## Assignment
Copy exactly, please, each line of the data below until the line that contains "I believe there" has been copied, beginning at the top.

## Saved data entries
+ + + + + + +
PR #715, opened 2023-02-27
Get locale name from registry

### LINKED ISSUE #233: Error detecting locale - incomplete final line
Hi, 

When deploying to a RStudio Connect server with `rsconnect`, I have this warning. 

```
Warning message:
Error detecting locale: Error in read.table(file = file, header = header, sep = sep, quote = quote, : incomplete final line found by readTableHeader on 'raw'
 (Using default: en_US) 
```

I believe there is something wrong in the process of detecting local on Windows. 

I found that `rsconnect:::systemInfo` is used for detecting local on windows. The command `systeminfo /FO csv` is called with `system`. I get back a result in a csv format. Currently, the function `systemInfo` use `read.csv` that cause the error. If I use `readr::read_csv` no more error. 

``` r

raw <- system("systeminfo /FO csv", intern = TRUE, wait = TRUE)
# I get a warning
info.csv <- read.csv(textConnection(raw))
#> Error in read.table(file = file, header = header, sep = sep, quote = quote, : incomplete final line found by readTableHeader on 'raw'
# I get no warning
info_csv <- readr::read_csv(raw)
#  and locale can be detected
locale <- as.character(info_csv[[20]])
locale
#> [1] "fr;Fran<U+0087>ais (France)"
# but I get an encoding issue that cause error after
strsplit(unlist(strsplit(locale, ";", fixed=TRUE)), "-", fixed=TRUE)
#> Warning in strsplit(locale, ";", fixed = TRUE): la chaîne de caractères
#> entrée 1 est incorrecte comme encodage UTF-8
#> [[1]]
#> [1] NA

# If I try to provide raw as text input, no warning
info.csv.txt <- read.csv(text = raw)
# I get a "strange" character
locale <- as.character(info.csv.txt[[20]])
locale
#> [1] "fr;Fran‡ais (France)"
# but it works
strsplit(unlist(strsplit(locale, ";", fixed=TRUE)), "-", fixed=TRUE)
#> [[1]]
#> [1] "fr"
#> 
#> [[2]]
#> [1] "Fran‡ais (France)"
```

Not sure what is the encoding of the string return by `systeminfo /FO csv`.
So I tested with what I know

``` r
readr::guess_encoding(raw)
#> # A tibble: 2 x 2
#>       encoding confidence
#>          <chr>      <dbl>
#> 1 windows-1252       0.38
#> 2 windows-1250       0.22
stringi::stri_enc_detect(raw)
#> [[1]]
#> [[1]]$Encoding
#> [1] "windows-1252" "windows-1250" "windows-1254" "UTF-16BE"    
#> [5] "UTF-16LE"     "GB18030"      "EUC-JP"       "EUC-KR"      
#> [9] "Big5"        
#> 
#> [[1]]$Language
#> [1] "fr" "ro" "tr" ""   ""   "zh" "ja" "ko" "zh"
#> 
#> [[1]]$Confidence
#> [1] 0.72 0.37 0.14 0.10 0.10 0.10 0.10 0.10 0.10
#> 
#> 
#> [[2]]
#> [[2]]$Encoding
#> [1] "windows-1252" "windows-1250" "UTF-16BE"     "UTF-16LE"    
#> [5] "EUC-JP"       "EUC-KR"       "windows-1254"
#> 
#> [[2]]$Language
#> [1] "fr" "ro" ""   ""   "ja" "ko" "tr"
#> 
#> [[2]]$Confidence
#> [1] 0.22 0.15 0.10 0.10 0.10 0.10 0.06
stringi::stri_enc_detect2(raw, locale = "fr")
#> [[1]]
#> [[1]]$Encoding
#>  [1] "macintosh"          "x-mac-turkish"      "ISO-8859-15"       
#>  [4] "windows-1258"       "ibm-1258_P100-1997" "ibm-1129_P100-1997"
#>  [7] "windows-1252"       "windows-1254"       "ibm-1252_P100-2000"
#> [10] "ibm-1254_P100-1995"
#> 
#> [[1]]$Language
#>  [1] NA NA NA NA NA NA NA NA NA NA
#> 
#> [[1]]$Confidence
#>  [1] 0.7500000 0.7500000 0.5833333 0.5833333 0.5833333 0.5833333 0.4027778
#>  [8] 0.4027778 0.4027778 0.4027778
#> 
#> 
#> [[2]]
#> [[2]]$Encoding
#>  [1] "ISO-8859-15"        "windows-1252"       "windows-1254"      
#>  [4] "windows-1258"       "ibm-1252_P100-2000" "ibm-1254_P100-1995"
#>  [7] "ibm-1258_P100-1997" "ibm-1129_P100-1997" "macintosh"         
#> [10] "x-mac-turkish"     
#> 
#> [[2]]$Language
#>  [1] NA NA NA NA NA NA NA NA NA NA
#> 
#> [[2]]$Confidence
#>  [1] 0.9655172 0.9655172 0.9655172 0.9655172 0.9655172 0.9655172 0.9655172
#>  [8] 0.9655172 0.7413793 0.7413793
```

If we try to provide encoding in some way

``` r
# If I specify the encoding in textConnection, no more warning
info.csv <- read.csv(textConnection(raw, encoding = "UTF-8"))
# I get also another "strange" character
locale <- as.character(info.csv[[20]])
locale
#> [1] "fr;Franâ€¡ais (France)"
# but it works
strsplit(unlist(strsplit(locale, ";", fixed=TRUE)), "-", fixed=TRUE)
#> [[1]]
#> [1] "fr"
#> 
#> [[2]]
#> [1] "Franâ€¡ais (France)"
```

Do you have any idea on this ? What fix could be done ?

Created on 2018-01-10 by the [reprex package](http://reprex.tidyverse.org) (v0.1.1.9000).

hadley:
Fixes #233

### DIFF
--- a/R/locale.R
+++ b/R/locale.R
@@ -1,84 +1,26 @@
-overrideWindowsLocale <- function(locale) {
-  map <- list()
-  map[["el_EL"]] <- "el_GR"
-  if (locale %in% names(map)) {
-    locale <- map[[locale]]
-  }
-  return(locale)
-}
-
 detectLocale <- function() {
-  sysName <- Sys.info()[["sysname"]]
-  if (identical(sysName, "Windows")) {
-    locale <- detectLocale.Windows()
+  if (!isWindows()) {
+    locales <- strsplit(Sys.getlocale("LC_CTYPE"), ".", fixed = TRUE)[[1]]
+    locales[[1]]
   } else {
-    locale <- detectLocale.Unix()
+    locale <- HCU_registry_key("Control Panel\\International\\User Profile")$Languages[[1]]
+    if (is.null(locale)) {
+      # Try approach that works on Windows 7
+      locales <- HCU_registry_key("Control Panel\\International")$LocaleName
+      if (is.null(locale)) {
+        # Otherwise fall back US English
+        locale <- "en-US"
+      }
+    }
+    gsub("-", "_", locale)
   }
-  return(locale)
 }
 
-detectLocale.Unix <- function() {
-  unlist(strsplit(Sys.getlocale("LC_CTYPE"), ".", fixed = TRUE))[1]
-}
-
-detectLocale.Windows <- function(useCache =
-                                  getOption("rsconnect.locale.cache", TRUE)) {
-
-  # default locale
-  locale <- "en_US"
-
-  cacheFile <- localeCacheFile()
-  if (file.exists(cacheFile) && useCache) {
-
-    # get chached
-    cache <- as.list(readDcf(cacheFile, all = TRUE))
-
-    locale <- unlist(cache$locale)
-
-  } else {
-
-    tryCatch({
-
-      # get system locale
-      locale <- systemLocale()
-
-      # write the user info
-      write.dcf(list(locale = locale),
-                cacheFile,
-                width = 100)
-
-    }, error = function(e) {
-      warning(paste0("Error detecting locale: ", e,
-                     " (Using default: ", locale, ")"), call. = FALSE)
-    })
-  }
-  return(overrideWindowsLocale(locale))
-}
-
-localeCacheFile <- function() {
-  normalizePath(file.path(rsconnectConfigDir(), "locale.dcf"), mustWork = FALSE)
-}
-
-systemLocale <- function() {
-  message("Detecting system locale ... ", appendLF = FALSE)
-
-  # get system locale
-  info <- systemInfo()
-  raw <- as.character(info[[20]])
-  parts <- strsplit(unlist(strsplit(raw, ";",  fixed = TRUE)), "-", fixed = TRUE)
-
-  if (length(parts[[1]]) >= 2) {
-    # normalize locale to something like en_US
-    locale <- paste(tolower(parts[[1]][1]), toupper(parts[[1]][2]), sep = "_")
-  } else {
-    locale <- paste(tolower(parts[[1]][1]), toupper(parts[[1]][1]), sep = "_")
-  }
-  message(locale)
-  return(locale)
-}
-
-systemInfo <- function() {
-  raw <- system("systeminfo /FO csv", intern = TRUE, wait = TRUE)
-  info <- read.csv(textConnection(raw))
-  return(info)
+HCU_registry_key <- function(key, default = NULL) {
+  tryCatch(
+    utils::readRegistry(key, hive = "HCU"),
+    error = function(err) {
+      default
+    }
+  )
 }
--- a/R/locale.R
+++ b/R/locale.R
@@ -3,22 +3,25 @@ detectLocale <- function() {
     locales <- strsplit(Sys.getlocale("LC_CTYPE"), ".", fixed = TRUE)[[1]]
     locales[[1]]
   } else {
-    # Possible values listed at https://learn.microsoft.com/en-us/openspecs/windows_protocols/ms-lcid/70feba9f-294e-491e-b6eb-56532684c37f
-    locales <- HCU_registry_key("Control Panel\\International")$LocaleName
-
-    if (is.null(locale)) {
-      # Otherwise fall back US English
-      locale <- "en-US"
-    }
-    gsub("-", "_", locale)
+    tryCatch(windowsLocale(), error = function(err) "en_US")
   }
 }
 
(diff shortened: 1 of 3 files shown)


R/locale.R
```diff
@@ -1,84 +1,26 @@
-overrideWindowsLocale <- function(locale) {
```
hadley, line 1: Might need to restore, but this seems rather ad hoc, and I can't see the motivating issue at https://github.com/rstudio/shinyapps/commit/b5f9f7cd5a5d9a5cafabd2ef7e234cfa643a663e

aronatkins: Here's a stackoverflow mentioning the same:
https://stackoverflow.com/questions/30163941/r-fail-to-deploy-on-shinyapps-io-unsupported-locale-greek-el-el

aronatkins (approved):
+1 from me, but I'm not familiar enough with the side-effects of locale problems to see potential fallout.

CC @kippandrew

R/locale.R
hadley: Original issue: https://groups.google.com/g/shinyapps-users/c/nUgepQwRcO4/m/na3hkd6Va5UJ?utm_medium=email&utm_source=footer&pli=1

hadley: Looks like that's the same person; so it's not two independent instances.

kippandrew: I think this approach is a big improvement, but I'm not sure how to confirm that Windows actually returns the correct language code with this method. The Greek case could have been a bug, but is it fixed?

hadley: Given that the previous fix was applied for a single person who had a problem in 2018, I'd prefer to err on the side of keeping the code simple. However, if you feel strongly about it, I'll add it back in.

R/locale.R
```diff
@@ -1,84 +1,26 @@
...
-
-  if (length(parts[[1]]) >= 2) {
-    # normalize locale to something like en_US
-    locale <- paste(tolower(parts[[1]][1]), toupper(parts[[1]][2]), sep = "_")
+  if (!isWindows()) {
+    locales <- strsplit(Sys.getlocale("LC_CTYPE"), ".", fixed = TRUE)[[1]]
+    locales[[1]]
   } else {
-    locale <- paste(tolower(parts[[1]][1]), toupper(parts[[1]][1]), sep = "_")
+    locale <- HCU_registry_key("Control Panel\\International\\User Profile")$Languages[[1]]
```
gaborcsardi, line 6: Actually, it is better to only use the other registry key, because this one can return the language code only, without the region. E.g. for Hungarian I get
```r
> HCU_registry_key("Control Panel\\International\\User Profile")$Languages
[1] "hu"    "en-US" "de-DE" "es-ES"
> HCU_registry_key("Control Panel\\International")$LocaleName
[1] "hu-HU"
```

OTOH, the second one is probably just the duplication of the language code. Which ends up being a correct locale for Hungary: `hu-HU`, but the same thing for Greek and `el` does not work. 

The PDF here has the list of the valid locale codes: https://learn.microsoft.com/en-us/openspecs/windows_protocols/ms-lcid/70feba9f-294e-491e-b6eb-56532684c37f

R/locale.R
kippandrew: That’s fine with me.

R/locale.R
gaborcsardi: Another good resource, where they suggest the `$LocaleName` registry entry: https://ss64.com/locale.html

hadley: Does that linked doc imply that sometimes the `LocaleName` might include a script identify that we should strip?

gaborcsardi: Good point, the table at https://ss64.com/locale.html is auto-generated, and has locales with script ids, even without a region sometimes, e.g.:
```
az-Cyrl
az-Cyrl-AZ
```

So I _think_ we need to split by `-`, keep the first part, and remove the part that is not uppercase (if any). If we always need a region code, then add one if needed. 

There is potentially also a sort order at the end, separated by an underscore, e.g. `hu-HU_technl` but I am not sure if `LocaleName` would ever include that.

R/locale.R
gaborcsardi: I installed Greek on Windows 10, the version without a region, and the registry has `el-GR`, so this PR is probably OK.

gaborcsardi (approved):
+ + + + + + +
## Task response
PR #715, opened 2023-02-27
Get locale name from registry

### LINKED ISSUE #233: Error detecting locale - incomplete final line
Hi, 

When deploying to a RStudio Connect server with `rsconnect`, I have this warning. 

```
Warning message:
Error detecting locale: Error in read.table(file = file, header = header, sep = sep, quote = quote, : incomplete final line found by readTableHeader on 'raw'
 (Using default: en_US) 
```

I believe there is something wrong in the process of detecting local on Windows. 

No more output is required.